Он ведет меня в дом. Тут прохладно и темновато. Вдоль стен тянутся ряды дубовых бочек. От них исходит предательски сладковатый запах брожения и гнили.
— Хочешь попробовать? — предлагает Элиху. — Этим урожаем я особенно горд.
Он берет со стены дозатор — длинную, полую стеклянную трубочку — и опускает ее в бочку через отверстие в крышке. Затем зажимает конец пальцем и вытаскивает трубочку, заполненную жидкостью гранатового цвета. Элиху подносит ее к бумажному стакану. Потом убирает палец, и вино оказывается в стакане. Он протягивает мне его, уверяя:
— Божественный напиток.
Я отпиваю. Вкус как у виноградного сока, только с кислинкой.

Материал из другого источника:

PR #773, opened 2019-11-26
get ready for helm version upgrade

mdayican:
### Change description ###

get ready for helm version upgrade

ApiVersion is mandatory in helm chart 
Conditions in Helm charts , indentation of the condition needs to inside the base chart.

```
[ ] Yes
[x] No
```

### DIFF
--- a/charts/bulk-scan-orchestrator/requirements.yaml
+++ b/charts/bulk-scan-orchestrator/requirements.yaml
@@ -5,4 +5,4 @@ dependencies:
   - name: servicebus
     version: ~0.2.2
     repository: '@hmctspublic'
-    condition: bso.servicebus.enabled
+    condition: servicebus.enabled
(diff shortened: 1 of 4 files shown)


charts/bulk-scan-orchestrator/requirements.yaml
```diff
@@ -5,4 +5,4 @@ dependencies:
   - name: servicebus
     version: ~0.2.2
     repository: '@hmctspublic'
-    condition: bso.servicebus.enabled
+    condition: servicebus.enabled
```
lgonczar: Why are we removing the first component?

mdayican: they are added to make them unique, with new version  "indentation of the condition needs to inside the base chart." we do not need

nitinprabhu: they were initially there so that it is not applicable globally and now since they are inlined we don't them as such

mdayican:
it is stuck in pipeline, will create new PR.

— Что скажешь? — интересуется Элиху.
— Неплохо, — отвечаю я.
— Похоже на виноградный сок, правда?
— В каком-то смысле да.
— Да уж, — вдруг сникает он. — Не очень-то у меня получается.
— Вино совсем не плохое, — возражаю я.
— Может, через несколько лет станет лучше… — мечтает он. — Ведь с течением времени все меняется в лучшую сторону.
Я возвращаю ему стакан. Элиху выбрасывает его в мусорное ведро. У меня нет желания с ним спорить, хотя очевидно, что заявление это очень спорное.
Обедаем мы на улице, сидя на страшной жаре за складным столиком позади дома. Сюда же прибрел пес. Он залез под стол и с мученическим видом улегся у наших ног. У Элиху сегодня на обед хрустящий французский багет, сыр бри, оливки, ветчина прошутто и бутылка вина. Он наливает мне вина и поднимает свой бокал:
— Твое здоровье!
— Твое здоровье, — откликаюсь я.
Я пробую вино.
— Вот это совсем другое дело. Очень вкусно, — уверяю его я, надеясь польстить.
— Его делает тот засранец с другой стороны горы. Компьютерщик.
— Прости.
— У него хорошее вино, — все же признает Элиху. — Может, в один прекрасный день и у меня такое получится.
— Зато есть к чему стремиться.
— Да уж.
Мы едим в тишине.
— Так ты теперь свободный человек, — нарушает наконец молчание Элиху.
— Ага.
— Я бы тебя навестил, — уверяет меня он. — Но сам понимаешь, ехать было далеко.
— Понимаю.
— А я уже пожилой человек. — Это он так извиняется, что не навестил меня в тюрьме.
— Я знаю, — отвечаю я, глядя ему в глаза.
Элиху Катц был другом моего отца. Элиху приглядывал за мной после его смерти: помогал организовывать аферы, прикрывал меня, давал бесценные советы. Однажды, когда я по глупости облапошил одного политика, оказавшегося приятелем прокурора округа Сан-Франциско, Элиху выбросил козырь, который приберегал для себя — фотографии окружного прокурора в компании совсем юного мальчика. Не миновать бы мне тогда тюрьмы, но Элиху спас меня, и с тех пор я в неоплатном долгу перед ним. Хотя, надо признать, платить мне, в общем-то, и нечем.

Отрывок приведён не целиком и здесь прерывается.